> _Exercise_: Filter the data below, keeping only lines that contain "strict".

> _Records for this task_:
"""

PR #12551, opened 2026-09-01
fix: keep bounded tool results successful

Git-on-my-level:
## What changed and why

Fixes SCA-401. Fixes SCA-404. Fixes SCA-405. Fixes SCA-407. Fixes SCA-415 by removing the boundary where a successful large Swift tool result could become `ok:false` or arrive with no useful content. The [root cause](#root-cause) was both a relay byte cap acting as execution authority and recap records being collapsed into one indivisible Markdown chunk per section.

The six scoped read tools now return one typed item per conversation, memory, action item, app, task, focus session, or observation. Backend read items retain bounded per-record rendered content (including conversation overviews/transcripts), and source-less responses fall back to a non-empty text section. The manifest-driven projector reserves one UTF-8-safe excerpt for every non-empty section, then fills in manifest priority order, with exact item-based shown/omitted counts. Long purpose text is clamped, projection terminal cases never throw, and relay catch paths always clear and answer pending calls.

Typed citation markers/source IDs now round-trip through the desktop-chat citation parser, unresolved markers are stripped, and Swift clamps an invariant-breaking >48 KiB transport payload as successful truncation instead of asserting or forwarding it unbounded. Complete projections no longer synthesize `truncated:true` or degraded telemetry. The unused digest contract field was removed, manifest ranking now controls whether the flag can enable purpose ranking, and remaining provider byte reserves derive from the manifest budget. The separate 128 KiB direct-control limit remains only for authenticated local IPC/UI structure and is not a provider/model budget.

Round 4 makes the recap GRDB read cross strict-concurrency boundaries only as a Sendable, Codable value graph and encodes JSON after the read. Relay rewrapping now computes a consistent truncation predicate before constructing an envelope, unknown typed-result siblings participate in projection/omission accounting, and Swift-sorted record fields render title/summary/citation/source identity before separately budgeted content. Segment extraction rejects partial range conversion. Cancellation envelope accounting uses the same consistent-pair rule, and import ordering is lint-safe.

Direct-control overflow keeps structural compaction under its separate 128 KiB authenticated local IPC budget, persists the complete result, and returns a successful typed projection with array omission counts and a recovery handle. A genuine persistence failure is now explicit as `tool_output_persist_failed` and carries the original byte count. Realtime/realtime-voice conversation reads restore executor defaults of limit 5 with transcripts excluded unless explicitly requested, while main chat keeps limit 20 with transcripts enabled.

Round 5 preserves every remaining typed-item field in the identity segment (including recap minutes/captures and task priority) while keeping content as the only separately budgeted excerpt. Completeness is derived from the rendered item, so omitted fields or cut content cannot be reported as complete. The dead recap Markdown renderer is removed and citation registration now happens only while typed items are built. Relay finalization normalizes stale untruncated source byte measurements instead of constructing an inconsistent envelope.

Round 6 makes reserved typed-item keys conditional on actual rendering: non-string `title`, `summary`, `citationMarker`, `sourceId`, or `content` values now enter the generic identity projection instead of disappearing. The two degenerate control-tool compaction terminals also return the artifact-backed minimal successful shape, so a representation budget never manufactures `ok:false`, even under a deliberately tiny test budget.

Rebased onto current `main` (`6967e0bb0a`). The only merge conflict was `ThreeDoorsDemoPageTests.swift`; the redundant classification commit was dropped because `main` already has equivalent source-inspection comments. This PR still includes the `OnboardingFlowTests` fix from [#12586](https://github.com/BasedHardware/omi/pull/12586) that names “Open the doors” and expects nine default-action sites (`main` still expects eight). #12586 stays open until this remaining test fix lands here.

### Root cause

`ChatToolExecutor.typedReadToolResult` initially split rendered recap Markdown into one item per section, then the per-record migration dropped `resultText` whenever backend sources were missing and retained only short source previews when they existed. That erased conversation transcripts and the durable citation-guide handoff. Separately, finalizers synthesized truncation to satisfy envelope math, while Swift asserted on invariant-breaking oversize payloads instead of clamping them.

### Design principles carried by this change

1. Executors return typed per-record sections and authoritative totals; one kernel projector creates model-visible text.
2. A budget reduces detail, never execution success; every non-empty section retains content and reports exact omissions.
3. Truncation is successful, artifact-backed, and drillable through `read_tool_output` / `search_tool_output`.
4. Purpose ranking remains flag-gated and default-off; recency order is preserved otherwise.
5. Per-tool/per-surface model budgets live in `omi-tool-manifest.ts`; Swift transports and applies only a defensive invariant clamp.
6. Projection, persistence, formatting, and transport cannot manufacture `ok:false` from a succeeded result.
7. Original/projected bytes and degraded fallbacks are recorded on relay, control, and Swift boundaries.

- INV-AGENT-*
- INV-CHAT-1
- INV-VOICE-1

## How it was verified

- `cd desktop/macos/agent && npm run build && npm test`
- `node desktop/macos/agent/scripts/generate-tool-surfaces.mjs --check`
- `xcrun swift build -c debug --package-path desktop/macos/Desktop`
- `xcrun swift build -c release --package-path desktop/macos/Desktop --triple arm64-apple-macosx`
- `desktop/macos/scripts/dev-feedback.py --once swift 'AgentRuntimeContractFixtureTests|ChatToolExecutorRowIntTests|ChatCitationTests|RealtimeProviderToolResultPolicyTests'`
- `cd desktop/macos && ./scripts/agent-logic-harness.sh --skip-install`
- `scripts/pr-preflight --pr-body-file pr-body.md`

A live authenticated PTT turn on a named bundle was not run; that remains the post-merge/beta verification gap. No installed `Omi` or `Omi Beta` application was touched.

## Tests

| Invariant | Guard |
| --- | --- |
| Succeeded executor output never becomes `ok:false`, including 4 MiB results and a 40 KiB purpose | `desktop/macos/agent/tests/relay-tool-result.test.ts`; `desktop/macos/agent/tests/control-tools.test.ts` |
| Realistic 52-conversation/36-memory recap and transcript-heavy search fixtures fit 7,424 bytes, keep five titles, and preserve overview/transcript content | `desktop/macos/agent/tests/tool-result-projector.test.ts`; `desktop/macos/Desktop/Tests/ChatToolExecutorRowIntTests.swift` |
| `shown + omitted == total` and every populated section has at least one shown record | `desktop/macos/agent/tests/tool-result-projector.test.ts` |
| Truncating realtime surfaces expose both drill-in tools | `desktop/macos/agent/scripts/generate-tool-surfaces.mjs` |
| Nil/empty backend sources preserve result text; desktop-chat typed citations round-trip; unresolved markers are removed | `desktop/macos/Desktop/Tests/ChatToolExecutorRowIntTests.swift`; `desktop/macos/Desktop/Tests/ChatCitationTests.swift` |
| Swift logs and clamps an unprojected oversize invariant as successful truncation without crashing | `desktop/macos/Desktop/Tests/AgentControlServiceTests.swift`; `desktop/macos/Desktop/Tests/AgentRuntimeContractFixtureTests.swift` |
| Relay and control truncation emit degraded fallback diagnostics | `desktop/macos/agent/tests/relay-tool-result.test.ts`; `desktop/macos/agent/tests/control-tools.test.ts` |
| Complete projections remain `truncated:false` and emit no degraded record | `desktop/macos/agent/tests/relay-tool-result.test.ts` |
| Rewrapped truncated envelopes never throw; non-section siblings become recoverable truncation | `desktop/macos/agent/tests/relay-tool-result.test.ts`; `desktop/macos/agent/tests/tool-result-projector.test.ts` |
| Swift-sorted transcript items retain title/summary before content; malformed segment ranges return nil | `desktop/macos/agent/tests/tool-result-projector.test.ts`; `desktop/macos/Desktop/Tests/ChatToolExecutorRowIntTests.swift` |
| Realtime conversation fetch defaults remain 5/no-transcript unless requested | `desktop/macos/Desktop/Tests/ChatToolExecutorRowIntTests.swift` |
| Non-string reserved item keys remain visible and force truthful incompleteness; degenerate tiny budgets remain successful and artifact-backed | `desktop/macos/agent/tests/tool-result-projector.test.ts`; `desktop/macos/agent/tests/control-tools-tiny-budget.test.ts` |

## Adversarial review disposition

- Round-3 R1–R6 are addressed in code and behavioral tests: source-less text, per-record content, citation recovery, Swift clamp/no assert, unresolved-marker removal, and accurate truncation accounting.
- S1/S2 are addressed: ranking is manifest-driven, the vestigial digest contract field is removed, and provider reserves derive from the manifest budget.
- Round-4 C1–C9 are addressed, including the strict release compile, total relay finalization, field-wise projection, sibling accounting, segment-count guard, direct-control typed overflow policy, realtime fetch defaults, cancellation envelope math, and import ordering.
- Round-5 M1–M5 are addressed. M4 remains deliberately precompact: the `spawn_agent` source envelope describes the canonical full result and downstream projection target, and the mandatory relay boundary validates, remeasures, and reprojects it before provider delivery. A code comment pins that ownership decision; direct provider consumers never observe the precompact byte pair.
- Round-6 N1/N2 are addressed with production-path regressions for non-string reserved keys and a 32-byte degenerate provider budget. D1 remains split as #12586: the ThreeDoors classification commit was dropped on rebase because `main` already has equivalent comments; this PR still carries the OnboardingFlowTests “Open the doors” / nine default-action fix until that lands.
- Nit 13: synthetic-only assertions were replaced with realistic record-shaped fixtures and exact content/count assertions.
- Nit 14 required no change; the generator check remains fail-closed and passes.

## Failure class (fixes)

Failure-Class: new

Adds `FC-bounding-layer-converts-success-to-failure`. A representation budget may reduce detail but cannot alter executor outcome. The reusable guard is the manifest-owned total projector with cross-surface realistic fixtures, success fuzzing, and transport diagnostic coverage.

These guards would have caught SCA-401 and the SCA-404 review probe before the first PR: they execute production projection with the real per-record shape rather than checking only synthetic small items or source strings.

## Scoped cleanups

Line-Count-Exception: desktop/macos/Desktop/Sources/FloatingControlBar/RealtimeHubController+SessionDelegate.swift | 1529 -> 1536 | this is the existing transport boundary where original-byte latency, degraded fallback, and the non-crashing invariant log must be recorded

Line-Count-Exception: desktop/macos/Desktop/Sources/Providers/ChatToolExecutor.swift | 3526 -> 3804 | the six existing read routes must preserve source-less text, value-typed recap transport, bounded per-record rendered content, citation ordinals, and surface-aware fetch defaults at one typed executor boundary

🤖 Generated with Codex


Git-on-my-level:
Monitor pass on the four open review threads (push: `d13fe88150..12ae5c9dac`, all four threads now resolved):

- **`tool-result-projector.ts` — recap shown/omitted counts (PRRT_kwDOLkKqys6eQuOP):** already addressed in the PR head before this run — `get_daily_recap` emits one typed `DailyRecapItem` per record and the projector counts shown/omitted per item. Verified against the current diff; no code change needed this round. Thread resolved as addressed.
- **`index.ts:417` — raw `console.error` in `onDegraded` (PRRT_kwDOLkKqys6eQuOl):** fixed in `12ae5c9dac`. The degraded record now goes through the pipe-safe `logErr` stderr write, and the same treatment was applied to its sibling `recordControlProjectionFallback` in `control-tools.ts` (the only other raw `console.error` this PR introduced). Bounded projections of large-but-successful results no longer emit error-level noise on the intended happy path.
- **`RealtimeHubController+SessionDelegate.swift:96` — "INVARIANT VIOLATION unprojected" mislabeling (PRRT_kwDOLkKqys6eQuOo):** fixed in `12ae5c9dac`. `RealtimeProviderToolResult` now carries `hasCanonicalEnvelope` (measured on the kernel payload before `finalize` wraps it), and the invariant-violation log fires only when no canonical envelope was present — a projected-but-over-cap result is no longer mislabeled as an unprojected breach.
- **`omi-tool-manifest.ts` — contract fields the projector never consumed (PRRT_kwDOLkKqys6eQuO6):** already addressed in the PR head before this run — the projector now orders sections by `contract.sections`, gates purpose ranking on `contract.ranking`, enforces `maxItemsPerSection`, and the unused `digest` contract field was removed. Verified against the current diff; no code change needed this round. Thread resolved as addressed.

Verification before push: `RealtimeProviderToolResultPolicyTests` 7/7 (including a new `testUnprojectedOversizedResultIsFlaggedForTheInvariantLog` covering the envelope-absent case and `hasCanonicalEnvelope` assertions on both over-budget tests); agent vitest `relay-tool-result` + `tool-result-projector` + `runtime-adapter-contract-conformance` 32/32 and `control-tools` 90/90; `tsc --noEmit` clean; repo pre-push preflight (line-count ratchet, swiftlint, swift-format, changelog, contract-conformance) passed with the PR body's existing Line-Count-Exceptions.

"""

> _Solution to this task_:
Round 4 makes the recap GRDB read cross strict-concurrency boundaries only as a Sendable, Codable value graph and encodes JSON after the read. Relay rewrapping now computes a consistent truncation predicate before constructing an envelope, unknown typed-result siblings participate in projection/omission accounting, and Swift-sorted record fields render title/summary/citation/source identity before separately budgeted content. Segment extraction rejects partial range conversion. Cancellation envelope accounting uses the same consistent-pair rule, and import ordering is lint-safe.
- Round-4 C1–C9 are addressed, including the strict release compile, total relay finalization, field-wise projection, sibling accounting, segment-count guard, direct-control typed overflow policy, realtime fetch defaults, cancellation envelope math, and import ordering.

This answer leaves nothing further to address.